◆ **Exercise description**
Which lines of the records below contain the word "very"? Show each one.

◆ **Provided data**
PR #205, opened 2024-05-16
Sof 1982/set color in keyboard mapping configuration

LindvedKrvang:
Note: Is dependent on https://github.com/tv2/ng-sofie/pull/203
All dependent PRs have been merged.

Introduce ColorPickerComponent.

Now possible to select an "override color" when creating an KeyboardMapping. For now, the selected color does nothing (it will be implemented by SOF-1983).

### DIFF
--- a/src/app/shared/components/color-picker/color-picker.component.html
+++ b/src/app/shared/components/color-picker/color-picker.component.html
@@ -4,9 +4,10 @@
     <sofie-icon-button *ngIf="helpText" [tooltip]="helpText" [icon]="Icon.CIRCLE_QUESTION" [iconSize]="IconSize.M"></sofie-icon-button>
   </span>
     <div class="color-picker" ngx-colors-trigger [(ngModel)]="value" [palette]="palette" [colorPickerControls]="'no-alpha'" [format]="'hex'" (input)="emitChanges()" (click)="markAsTouched()">
-        <div class="color-box" [style]="{ 'background': getColor }">
+        <span *ngIf="!!value" class="color-box" [style]="{ 'background': getColor }"></span>
+        <span class="text">
             {{ !!value ? value : placeholder ?? label }}
-        </div>
+        </span>
         <sofie-icon-button *ngIf="value" [icon]="Icon.X_MARK" [iconSize]="IconSize.L" (click)="clearValue($event)"></sofie-icon-button>
     </div>
     <sofie-error-message *ngIf="errorMessage">{{ errorMessage }}</sofie-error-message>
--- a/src/app/shared/components/color-picker/color-picker.component.html
+++ b/src/app/shared/components/color-picker/color-picker.component.html
@@ -4,11 +4,11 @@
     <sofie-icon-button *ngIf="helpText" [tooltip]="helpText" [icon]="Icon.CIRCLE_QUESTION" [iconSize]="IconSize.M"></sofie-icon-button>
   </span>
     <div class="color-picker" ngx-colors-trigger [(ngModel)]="value" [palette]="palette" [colorPickerControls]="'no-alpha'" [format]="'hex'" (input)="emitChanges()" (click)="markAsTouched()">
-        <span *ngIf="!!value" class="color-box" [style]="{ 'background': getColor }"></span>
+        <span *ngIf="!!value" class="color-box" [style]="{ 'background': getColor() }"></span>
         <span class="text">
             {{ !!value ? value : placeholder ?? label }}
         </span>
-        <sofie-icon-button *ngIf="value" [icon]="Icon.X_MARK" [iconSize]="IconSize.L" (click)="clearValue($event)"></sofie-icon-button>
+        <sofie-icon-button *ngIf="value" [icon]="Icon.X_MARK" [iconSize]="IconSize.L" (click)="clearValue(); $event.stopPropagation()"></sofie-icon-button>
     </div>
     <sofie-error-message *ngIf="errorMessage">{{ errorMessage }}</sofie-error-message>
 </div>
--- a/src/app/shared/components/color-picker/color-picker.component.html
+++ b/src/app/shared/components/color-picker/color-picker.component.html
@@ -1,14 +1,14 @@
-<div class="container pt-2 pb-2">
-  <span *ngIf="label || helpText" class="mb-1">
+<div class="pt-2 pb-2">
+  <div *ngIf="label || helpText" class="label-container mb-1">
     <label *ngIf="label">{{ label }}<sofie-required-mark *ngIf="isRequired"></sofie-required-mark></label>
     <sofie-icon-button *ngIf="helpText" [tooltip]="helpText" [icon]="Icon.CIRCLE_QUESTION" [iconSize]="IconSize.M"></sofie-icon-button>
-  </span>
+  </div>
     <div class="color-picker" ngx-colors-trigger [(ngModel)]="value" [palette]="palette" [colorPickerControls]="'no-alpha'" [format]="'hex'" (input)="emitChanges()" (click)="markAsTouched()">
-        <span *ngIf="!!value" class="color-box" [style]="{ 'background': getColor() }"></span>
-        <span class="text">
-            {{ !!value ? value : placeholder ?? label }}
+        <span *ngIf="value" class="color-box" [style.background]="getColor()"></span>
+        <span class="input-text">
+            {{ value || placeholder ?? label }}
         </span>
         <sofie-icon-button *ngIf="value" [icon]="Icon.X_MARK" [iconSize]="IconSize.L" (click)="clearValue(); $event.stopPropagation()"></sofie-icon-button>
     </div>
-    <sofie-error-message *ngIf="errorMessage">{{ errorMessage }}</sofie-error-message>
+<sofie-error-message *ngIf="errorMessage">{{ errorMessage }}</sofie-error-message>
 </div>
--- a/src/app/shared/components/color-picker/color-picker.component.html
+++ b/src/app/shared/components/color-picker/color-picker.component.html
@@ -1,0 +1,13 @@
+<div class="container pt-2 pb-2">
+  <span *ngIf="label || helpText" class="mb-1">
+    <label *ngIf="label">{{ label }}<sofie-required-mark *ngIf="isRequired"></sofie-required-mark></label>
+    <sofie-icon-button *ngIf="helpText" [tooltip]="helpText" [icon]="Icon.CIRCLE_QUESTION" [iconSize]="IconSize.M"></sofie-icon-button>
+  </span>
+    <div class="color-picker" ngx-colors-trigger [(ngModel)]="value" [palette]="palette" [colorPickerControls]="'no-alpha'" [format]="'hex'" (input)="emitChanges()" (click)="markAsTouched()">
+        <div class="color-box" [style]="{ 'background': getColor }">
+            {{ !!value ? value : placeholder ?? label }}
+        </div>
+        <sofie-icon-button *ngIf="value" [icon]="Icon.X_MARK" [iconSize]="IconSize.L" (click)="clearValue($event)"></sofie-icon-button>
+    </div>
+    <sofie-error-message *ngIf="errorMessage">{{ errorMessage }}</sofie-error-message>
+</div>
--- a/src/app/shared/components/color-picker/color-picker.component.scss
+++ b/src/app/shared/components/color-picker/color-picker.component.scss
@@ -17,6 +17,8 @@
 
 .color-picker {
   position: relative;
+  display: flex;
+  flex-direction: row;
   width: 100%;
   padding: 0.3rem 0.3rem;
   font-weight: lighter;
@@ -35,6 +37,13 @@
 
 .color-box {
   padding: 0.2rem 0.5rem;
+  width: 50px;
+  height: 22px;
+  border-radius: 4px;
+}
+
+.text {
+  padding: 0.2rem;
   font-weight: lighter;
   font-size: 0.85rem;
   font-family: Roboto, Arial, sans-serif;
--- a/src/app/shared/components/color-picker/color-picker.component.scss
+++ b/src/app/shared/components/color-picker/color-picker.component.scss
@@ -1,0 +1,55 @@
+:host {
+  &.ng-invalid {
+    &.ng-touched {
+      input {
+        border-color: var(--danger-color);
+      }
+    }
+  }
+
+  &.ng-valid,
+  &.ng-untouched {
+    sofie-error-message {
+      display: none;
+    }
+  }
+}
+
+.color-picker {
+  position: relative;
+  width: 100%;
+  padding: 0.3rem 0.3rem;
+  font-weight: lighter;
+  font-size: 0.85rem;
+  font-family: Roboto, Arial, sans-serif;
+  border-radius: 4px;
+  cursor: pointer;
+  border: 1px solid var(--gray-color);
+
+  sofie-icon-button {
+    position: absolute;
+    right: 10px;
+    top: 8px;
+  }
+}
+
+.color-box {
+  padding: 0.2rem 0.5rem;
+  font-weight: lighter;
+  font-size: 0.85rem;
+  font-family: Roboto, Arial, sans-serif;
+}
+
+.container {
+  display: flex;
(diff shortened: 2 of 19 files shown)


RasmusAlbrektsen (approved):
This looks very good!

src/app/shared/models/keyboard-trigger-data.ts
```diff
@@ -5,6 +5,7 @@ export interface KeyboardTriggerData {
   keys: Keys
   actionArguments?: string | number
   label: string
+  overrideColor?: string
```
KvelaGorrrrnio: Is the optionality needed? An empty string could represent no selected.

src/locale/messages.da.xlf
```diff
@@ -488,14 +486,22 @@
...
+        <source>action-triggers.override-color.label</source>
+        <target state="new">Overskriv standard farve</target>
+      </trans-unit>
+      <trans-unit id="2313705565869821168" datatype="html">
+        <source>color-picker.choose-color.placeholder</source>
+        <target state="new">Vælg en farve</target>
+      </trans-unit>
+      <trans-unit id="4439615397476866844" datatype="html">
+        <source>action-triggers.override-color.help-text</source>
+        <target state="new">Vælg en ny farve hvis du gerne overskrive standard farven for genvejen.</target>
```
KvelaGorrrrnio:
```suggestion
        <target state="new">Vælg en ny farve hvis du gerne vil overskrive standard farven for genvejen.</target>
```

src/app/shared/components/color-picker/color-picker.component.ts
```diff
@@ -0,0 +1,93 @@
...
+  protected value?: string
+
+  private isTouched: boolean = false
+
+  private onChangeCallback: (value?: string) => void
+  private onTouchedCallback: () => void
+
+  constructor() {}
+
+  protected get getColor(): string {
```
KvelaGorrrrnio: Either this should not be a getter method or it should be called the attribute name `get color()` or `getColor()`.

src/app/shared/components/color-picker/color-picker.component.ts
```diff
@@ -0,0 +1,93 @@
...
+  protected markAsTouched(): void {
+    if (!this.onTouchedCallback || this.isTouched) {
+      return
+    }
+    this.onTouchedCallback()
+    this.isTouched = true
+  }
+
+  protected clearValue(event: Event): void {
+    event.stopPropagation()
```
KvelaGorrrrnio: Stopping the event propagation is not a responsibility of clearing the value. Instead it can be put directly in the click handler in the template as `(click)="clearValue(); $event.stopPropagation()"`.

src/app/shared/components/color-picker/color-picker.component.ts
```diff
@@ -0,0 +1,93 @@
...
+  ]
+
+  @Input() public label: string
+  @Input() public placeholder?: string
+
+  @Input() public helpText: string
+  @Input() public isRequired: boolean
+  @Input() public errorMessage?: string
+
+  @Output() public valueChange: EventEmitter<string> = new EventEmitter()
```
KvelaGorrrrnio, line 49: Just a suggestion: Instead of value it could be color, so `colorChange`.
Feel free to disregard if it is to keep consistency with other input fields.

src/app/shared/components/color-picker/color-picker.component.html
```diff
@@ -0,0 +1,14 @@
+<div class="container pt-2 pb-2">
+  <span *ngIf="label || helpText" class="mb-1">
+    <label *ngIf="label">{{ label }}<sofie-required-mark *ngIf="isRequired"></sofie-required-mark></label>
+    <sofie-icon-button *ngIf="helpText" [tooltip]="helpText" [icon]="Icon.CIRCLE_QUESTION" [iconSize]="IconSize.M"></sofie-icon-button>
+  </span>
+    <div class="color-picker" ngx-colors-trigger [(ngModel)]="value" [palette]="palette" [colorPickerControls]="'no-alpha'" [format]="'hex'" (input)="emitChanges()" (click)="markAsTouched()">
+        <span *ngIf="!!value" class="color-box" [style]="{ 'background': getColor }"></span>
```
KvelaGorrrrnio: instead of setting the background as an object, you can use the attribute chaining syntax:
`[style.background]="getColor"`

KvelaGorrrrnio: The `!!` is redundant.

src/app/shared/components/color-picker/color-picker.component.html
```diff
@@ -0,0 +1,14 @@
...
+        <span class="text">
+            {{ !!value ? value : placeholder ?? label }}
```
KvelaGorrrrnio: The `!!` is redundant. To simplify the expression, you can use the or operator as it has been done on line 2:
```typescript
value || placeholder ?? label
```

src/app/shared/components/color-picker/color-picker.component.scss
```diff
@@ -0,0 +1,64 @@
...
+  padding: 0.2rem;
+  font-weight: lighter;
+  font-size: 0.85rem;
+  font-family: Roboto, Arial, sans-serif;
+}
+
+.container {
+  display: flex;
+  flex-direction: column;
+}
```
KvelaGorrrrnio: If the span on line 2 in the template is changed to a div, then this can be removed.

src/app/shared/components/color-picker/color-picker.component.scss
```diff
@@ -0,0 +1,64 @@
...
+
+span {
+  display: flex;
+  justify-content: space-between;
+}
```
KvelaGorrrrnio: I assume that this is for spacing the help icon from the label. If that assumption is correct, then this is a too broad selector. Instead create a class for that element. E.g. `.label-container`.

src/app/shared/components/color-picker/color-picker.component.scss
```diff
@@ -0,0 +1,64 @@
...
+    top: 8px;
+  }
+}
+
+.color-box {
+  padding: 0.2rem 0.5rem;
+  width: 50px;
+  height: 22px;
+  border-radius: 4px;
+}
```
KvelaGorrrrnio: Setting both padding along with height and width seems unnecessary.
The mix of px and rem also makes it scale not ideally if the font-size changes.
I would suggest to set the height with rem and set the aspect ratio to something like 16/9, e.g.:
```scss
.color-box {
  height: 1.5rem;
  aspect-ratio: 16 / 9;
  border-radius: 4px;
}
```
The border radius is kept as pixels since, other border radii uses pixels as well.

src/app/shared/components/color-picker/color-picker.component.scss
```diff
@@ -0,0 +1,64 @@
...
+
+.text {
```
KvelaGorrrrnio: `text` is a bit ambiguous, since we have multiple kinds of text in the component. A suggestion could be `input-text`.

src/app/shared/components/color-picker/color-picker.component.scss
```diff
@@ -0,0 +1,64 @@
...
+  padding: 0.2rem;
+  font-weight: lighter;
+  font-size: 0.85rem;
+  font-family: Roboto, Arial, sans-serif;
```
KvelaGorrrrnio: This is the same font family as specified for the entire document. It should not be necessary. If the current setup doesn't apply the font family correctly globally, then it should be fixed there.

src/app/shared/components/color-picker/color-picker.component.scss
```diff
@@ -0,0 +1,64 @@
...
+      display: none;
+    }
+  }
+}
+
+.color-picker {
+  position: relative;
+  display: flex;
+  flex-direction: row;
+  width: 100%;
```
KvelaGorrrrnio: Is this necessary?

src/app/shared/components/color-picker/color-picker.component.scss
```diff
@@ -0,0 +1,64 @@
...
+  padding: 0.3rem 0.3rem;
+  font-weight: lighter;
+  font-size: 0.85rem;
+  font-family: Roboto, Arial, sans-serif;
+  border-radius: 4px;
+  cursor: pointer;
+  border: 1px solid var(--gray-color);
```
KvelaGorrrrnio: It would be nice if related properties were grouped (border-radius and border).

src/app/shared/components/color-picker/color-picker.component.ts
```diff
@@ -0,0 +1,93 @@
...
+
+  protected value?: string
+
+  private isTouched: boolean = false
+
+  private onChangeCallback: (value?: string) => void
+  private onTouchedCallback: () => void
+
+  constructor() {}
```
KvelaGorrrrnio, line 58: If it should be there, then an access modifier would be nice :)

src/app/shared/components/color-picker/color-picker.component.ts
```diff
@@ -0,0 +1,93 @@
...
+    '#265753',
+    '#370020',
+    '#1769ff',
+    '#370020',
+    '#016492',
+    '#003c58',
+    '#00ac17',
+    '#ef6c00',
+  ]
+
```
KvelaGorrrrnio, line 41: Out of curiosity, where do these values come from? :)

KvelaGorrrrnio (commented):
If you open the color-picker in a sidepanel and press Escape, then the sidepanel is closed, but the color-picker is still there:
Skærmbillede 2024-05-17 kl  10 41 23

src/locale/messages.en-US.xlf
```diff
@@ -486,14 +486,22 @@
...
-        <source>keyboard-mapping.settings-page.invalid-field</source>
-        <target state="new">Invalid data, needs to be edited.</target>
-      </trans-unit>
       <trans-unit id="5805882241277564116" datatype="html">
         <source>keyboard-mapping-settings-page-import-keyboard-mappings.actions-missing</source>
         <target state="new">One or more keyboard mappings contained invalid actions and were not imported!</target>
       </trans-unit>
+      <trans-unit id="8483503986037571867" datatype="html">
+        <source>action-triggers.override-color.label</source>
+        <target state="new">Override default color</target>
```
KvelaGorrrrnio: Since what _default color_ refers to is not specified anywhere, I suggest that we change it to `Override action color` or name it something like `Key color`.

src/app/shared/components/color-picker/color-picker.component.ts
LindvedKrvang: `value` was used mainly to keep consistent with the `ControlValueAccessor` interface required for it to be used in reactive forms.

src/app/shared/models/keyboard-trigger-data.ts
LindvedKrvang: Made it non-optional

src/locale/messages.da.xlf
LindvedKrvang: Updated

src/app/shared/components/color-picker/color-picker.component.ts
LindvedKrvang: Good catch.
It is no longer at getter method.

src/app/shared/components/color-picker/color-picker.component.ts
LindvedKrvang: Updated

src/app/shared/components/color-picker/color-picker.component.ts
LindvedKrvang: We only put access level modifier on our constructors if they aren't public.
We don't have a single instance where we have put `public` in front of our constuctors.

src/app/shared/components/color-picker/color-picker.component.ts
LindvedKrvang: A selection from `_color-vars.scss`.
I am very much interested in different suggestions for how to decide the palette.

src/app/shared/components/color-picker/color-picker.component.html
LindvedKrvang: Updated

LindvedKrvang: Updated

src/app/shared/components/color-picker/color-picker.component.html
LindvedKrvang: Updated

src/app/shared/components/color-picker/color-picker.component.scss
LindvedKrvang: Updated

src/app/shared/components/color-picker/color-picker.component.scss
LindvedKrvang: Updated

src/app/shared/components/color-picker/color-picker.component.scss
LindvedKrvang: Updated

src/app/shared/components/color-picker/color-picker.component.scss
LindvedKrvang: Updated

src/app/shared/components/color-picker/color-picker.component.scss
LindvedKrvang: Deleted

src/app/shared/components/color-picker/color-picker.component.scss
LindvedKrvang: Apparrently not. It has been removed

src/app/shared/components/color-picker/color-picker.component.scss
LindvedKrvang: Updated

src/locale/messages.en-US.xlf
LindvedKrvang: Update to override Key color

src/app/shared/components/color-picker/color-picker.component.ts
KvelaGorrrrnio: At some point we talked about making them explicit to ensure that a deliberate choice was made.
Is that something we want or don't care about?

src/app/shared/components/color-picker/color-picker.component.ts
KvelaGorrrrnio: One could use css variables, but it would surprise me if that was supported in the color picker. So no good solutions at the moment – was just curious :D

src/locale/messages.en-US.xlf
KvelaGorrrrnio: Is it intentional to keep `default` in this translation?

src/locale/messages.da.xlf
```diff
@@ -488,14 +486,22 @@
...
+        <source>action-triggers.override-color.label</source>
+        <target state="new">Overskriv standard farve</target>
+      </trans-unit>
+      <trans-unit id="2313705565869821168" datatype="html">
+        <source>color-picker.choose-color.placeholder</source>
+        <target state="new">Vælg en farve</target>
+      </trans-unit>
+      <trans-unit id="4439615397476866844" datatype="html">
+        <source>action-triggers.override-color.help-text</source>
+        <target state="new">Vælg en ny farve hvis du gerne vil overskrive standard farven for genvejen.</target>
```
KvelaGorrrrnio: The danish translation does not match the english in terms of `default color` vs `key color`.

KvelaGorrrrnio (approved):

src/app/shared/components/color-picker/color-picker.component.ts
LindvedKrvang: I don't recall talking about doing it for constructors.
We do it for all methods, which we want to continue doing.

src/locale/messages.en-US.xlf
LindvedKrvang: No, it has been updated to be `key`.

src/locale/messages.da.xlf
LindvedKrvang: Updated to be `Overskriv genvejs farven` and `... hvis du gerne vil overskrive farven for genvejen`.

◆ **Solved problem**
This looks very good!
I am very much interested in different suggestions for how to decide the palette.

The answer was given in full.